_Required action:_
Retype each line exactly as it stands, beginning at the first line of the material and finishing with the line that contains "Part 3 of the".

* * * * * * *

PR #820, opened 2026-08-23
fix(agent): resolve secrets_manager alongside identity_administration

roeezis:
## Summary
Part 3 of the SMS/Conjur JWT authentication series (split out of #817). Stacked on #818, #819 — diff will shrink once those merge.

The Service Discovery API returns several independently-hosted services; the authn-jwt exchange this series adds is served by `secrets_manager`, a different host from `identity_administration`. Adds a `SecretsManager` field to `Services` and parses it, so callers have it available — nothing reads it yet, that lands in a later PR alongside the client that needs it.

## Test plan
- [x] `go build ./...`
- [x] `go test ./internal/cyberark/servicediscovery/... ./internal/envelope/...`


internal/cyberark/servicediscovery/discovery.go
```diff
@@ -180,6 +189,13 @@ func (c *Client) DiscoverServices(ctx context.Context) (*Services, string, error
 					break
 				}
 			}
+		case SecretsManagerServiceName:
```
mladen-rusev-cyberark, line 193: Following on from this new case: `secretsManagerAPI` is deliberately *not* validated in the block below (`discovery.go:202`, where `identityAPI == ""` is rejected). I think that's right — requiring it would break every existing username/password install on a tenant not yet onboarded to Conjur, and #822 validates it at point of use (`internal/cyberark/client.go:111`).

Could you make that explicit with a comment there? Something like *"`secrets_manager` is intentionally not required here — only the Conjur JWT path needs it, and it validates at use in `cyberark.selectAuthenticator`"*. Otherwise a future reader "fixes" the asymmetry and breaks legacy tenants.

While you're in that block, the `//TODO: Should add a check for discoveryContextAPI too?` at `discovery.go:206` now sits adjacent to a third unchecked field — worth answering or dropping.

Minor, separate: these three `case` bodies are now identical six-line copies. A small `mainActiveAPI(eps []ServiceEndpoint) string` helper would collapse all three. Not worth blocking on, but the next service added makes it four.

mladen-rusev-cyberark (commented):
Correct and minimal. The `assert.NotEqual(t, services.Identity.API, services.SecretsManager.API)` assertion is the right one — it defends against the exact failure mode where a downstream mock points at whichever field the code reads, so tests pass and production 404s.

Approving in spirit; the one comment below is a docs request, not a change request.

roeezis:
All three addressed:
- Added a comment above the identityAPI check making explicit that secretsManagerAPI/discoveryContextAPI are intentionally not required there, with a note that not every caller validates discoveryContextAPI yet (keyfetch doesn't).
- Answered the discoveryContextAPI TODO in that same comment rather than leaving it as an open question.
- Factored the three identical endpoint-selection loops into a `mainActiveAPI` helper.

internal/cyberark/servicediscovery/discovery.go
```diff
@@ -163,35 +183,37 @@ func (c *Client) DiscoverServices(ctx context.Context) (*Services, string, error
...
-					break
-				}
-			}
+			discoveryContextAPI = mainActiveAPI(svc.Endpoints)
+		case SecretsManagerServiceName:
+			secretsManagerAPI = mainActiveAPI(svc.Endpoints)
 		}
 	}
 
 	if identityAPI == "" {
```
mladen-rusev-cyberark, line 202: Small nit here which will be mentioned in #822 as I think it belongs there and not here

mladen-rusev-cyberark (approved):

roeezis:
Added the note above `identityAPI == ""` per your first optional follow-on, and updated `pkg/testutil/envtest.go:291`'s comment to cite it instead of reading like a workaround.

internal/cyberark/servicediscovery/discovery.go
roeezis: All three addressed:
- Added a comment above the identityAPI check making explicit that secretsManagerAPI/discoveryContextAPI are intentionally not required there, with a note that not every caller validates discoveryContextAPI yet (keyfetch doesn't).
- Answered the discoveryContextAPI TODO in that same comment rather than leaving it as an open question.
- Factored the three identical endpoint-selection loops into a `mainActiveAPI` helper.

internal/cyberark/servicediscovery/discovery.go
roeezis: Added the note above `identityAPI == ""` per your first optional follow-on, and updated `pkg/testutil/envtest.go:291`'s comment to cite it instead of reading like a workaround.

PR #821, opened 2026-08-23
feat(agent): add Conjur JWT authentication client

roeezis:
## Summary
Part 4 of the SMS/Conjur JWT authentication series (split out of #817). Stacked on #818, #819, and the service-discovery PR — diff will shrink once those merge.

Exchanges a projected ServiceAccount JWT (via the jwtsource package from #818) for a Conjur access token through the authn-jwt endpoint, and authenticates requests with it as `identity.RequestAuthenticator`. Nothing wires this in yet — that's the next PR, once both this and the legacy identity client exist side by side.

The identity returned for audit tagging is the token's own `sub` claim when it can be extracted, falling back to the configured service ID otherwise, so an unusual token shape degrades rather than fails the request.

## Test plan
- [x] `go build ./...`
- [x] `go test ./internal/cyberark/conjur/...`
- [x] Live end-to-end verified against a real CyberArk tenant: authn-jwt exchange, snapshot-links, and S3 upload all succeed.


internal/cyberark/conjur/conjur.go
```diff
@@ -0,0 +1,161 @@
...
+	"strings"
+	"sync"
+	"time"
+
+	"k8s.io/klog/v2"
+
+	"github.com/jetstack/preflight/internal/cyberark/jwtsource"
+)
+
+const tokenTTL = 8 * time.Minute
```
mladen-rusev-cyberark: Conjur access tokens default to an 8-minute lifetime and this is set to exactly that, with no margin. `c.tokenTime` is stamped *after* the exchange returns (later than real issue time), so the client will serve a token at 7m59s — network latency, a slow upload, or minor clock skew then puts the request past expiry. Result is a sporadic 401 with no retry.

You're already decoding the payload for `sub` in `identityFromToken` — reading `exp` in the same pass and driving the cache off it would remove the guess entirely, keeping this constant as the fallback for the undecodable case.

Please also make the TTL a `Client` field rather than a package const, so expiry is testable. There's currently no test that the cache is *invalidated*, only that it's used.

mladen-rusev-cyberark (commented):
Shape is right — plugs into the existing `RequestAuthenticator` seam, fails closed on non-200, and unlike the legacy identity client it refreshes its own token. Main concern is the token lifetime handling (inline).

Two smaller things: `New` and `MockConjurExchangeServerStatus` are missing doc comments; and `buildJWSToken` only emits `base64.StdEncoding`, so three of the four encodings `conjurTokenObject` claims to tolerate (raw JSON, URL-safe base64, unpadded) are never exercised — a table test over all four would be cheap.

internal/cyberark/conjur/conjur.go
```diff
@@ -0,0 +1,161 @@
...
+// AuthenticateRequest implements identity.RequestAuthenticator.
+// It exchanges the JWT for a Conjur access token, sets the Authorization
+// header, and returns an identity string for audit tagging. The identity is
+// the token's own `sub` claim when it can be extracted; otherwise it falls
+// back to the configured service ID so a token in an unexpected shape never
+// fails the request.
+func (c *Client) AuthenticateRequest(req *http.Request) (string, error) {
+	c.mu.Lock()
+	defer c.mu.Unlock()
+	if c.token == "" || time.Since(c.tokenTime) >= tokenTTL {
```
mladen-rusev-cyberark: No path to re-authenticate on a 401 from the resource server. If the cached token is rejected early (Conjur restart, authenticator toggled, clock skew), this only ever looks at wall-clock age, so callers get 401s until the TTL rolls. Worth exposing an `Invalidate()` the callers can use on 401, or retrying the exchange once.

Separately: the mutex is held across the network round-trip. That looks deliberate (no thundering herd) and the current call sites are effectively serial, so no change needed — but a one-line comment would stop it reading as an oversight. Note whichever caller wins the race also controls the exchange deadline via `req.Context()`, so an unrelated cancellation can fail a waiting caller.

internal/cyberark/conjur/conjur.go
```diff
@@ -0,0 +1,161 @@
...
+	// Request the base64-encoded access token — Conjur's canonical wire form
+	// for the token, and the encoding this client's own decoding below
+	// expects.
+	req.Header.Set("Accept-Encoding", "base64")
+	resp, err := c.httpClient.Do(req)
+	if err != nil {
+		return "", fmt.Errorf("authn-jwt exchange transport error: %w", err)
+	}
+	defer resp.Body.Close()
+	if resp.StatusCode != http.StatusOK {
```
mladen-rusev-cyberark, line 87: Conjur returns a JSON error body with the actual reason; discarding it means every misconfiguration produces the same generic sentence and the operator has to go read Conjur's audit log — which is what #824's README ends up telling them to do. Suggest including a bounded prefix of the body.

Also, the body is never drained before `Close()`, so the connection can't be reused. Minor, but this is the path a retry loop hits.

roeezis:
All three addressed:
- TTL is now driven by the token's own `exp` claim when it can be read (renamed `identityFromToken` -> `claimsFromToken` to also extract it), falling back to a guessed TTL — now a `Client` field, not a package const — only when the token doesn't parse. Added `Invalidate()` for callers to force a fresh exchange on a 401, and a comment on the mutex-held-across-round-trip behavior noting it's deliberate. Also added tests: expired `exp` forces a re-exchange, a future `exp` overrides a short fallback TTL, and `Invalidate` forces a re-exchange.
- Exchange errors on a non-200 now include a bounded prefix of Conjur's own response body, and drain the remainder so the connection can be reused. Added a test asserting the body's message surfaces in the error.

internal/cyberark/conjur/conjur.go
```diff
@@ -0,0 +1,203 @@
...
+
+	"github.com/jetstack/preflight/internal/cyberark/jwtsource"
+)
+
+// defaultTokenTTL is the fallback cache lifetime used when a token's own
+// `exp` claim can't be read — Conjur access tokens default to an 8-minute
+// lifetime. It's a Client field, not a const, so tests can shrink it.
+const defaultTokenTTL = 8 * time.Minute
+
+// Client exchanges a JWT for a Conjur access token and authenticates requests with it.
```
mladen-rusev-cyberark, line 33: Suggested comment, not a blocker
```suggestion
// Client exchanges a JWT for a Conjur access token and authenticates requests with it.
//
// The token cache is currently never hit in production: selectAuthenticator
// builds a fresh Client for every upload, and keyfetch's long-lived Client is
// guarded by a 15-minute key cache that outlives the 8-minute token. That's a
// property of today's call sites, not a guarantee of this package. If a Client
// ever survives more than one authenticated request, three things need
// revisiting together: expiry needs a skew/latency margin, an already-past exp
// needs a floor so it doesn't re-exchange on every call, and Invalidate needs
// wiring wherever a 401 is observed.
```

mladen-rusev-cyberark (approved):

roeezis:
Took the suggested comment as-is — accurately scopes the current guarantee without overclaiming.

internal/cyberark/conjur/conjur.go
roeezis: TTL is now driven by the token's own `exp` claim when it can be read (renamed `identityFromToken` -> `claimsFromToken` to also extract it), falling back to a guessed TTL — now a `Client` field, not a package const — only when the token doesn't parse. Added `Invalidate()` for callers to force a fresh exchange on a 401, and a comment on the mutex-held-across-round-trip behavior noting it's deliberate. Also added tests: expired `exp` forces a re-exchange, a future `exp` overrides a short fallback TTL, and `Invalidate` forces a re-exchange.

internal/cyberark/conjur/conjur.go
roeezis: Covered by the same fix as the sibling comment — Invalidate() + exp-driven TTL address the re-authentication gap directly.

internal/cyberark/conjur/conjur.go
roeezis: Exchange errors on a non-200 now include a bounded prefix of Conjur's own response body, and drain the remainder so the connection can be reused. Added a test asserting the body's message surfaces in the error.

internal/cyberark/conjur/conjur.go
roeezis: Took the suggested comment as-is — accurately scopes the current guarantee without overclaiming.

* * * * * * *

_Solution to the problem:_
PR #820, opened 2026-08-23
fix(agent): resolve secrets_manager alongside identity_administration

roeezis:
## Summary
Part 3 of the SMS/Conjur JWT authentication series (split out of #817). Stacked on #818, #819 — diff will shrink once those merge.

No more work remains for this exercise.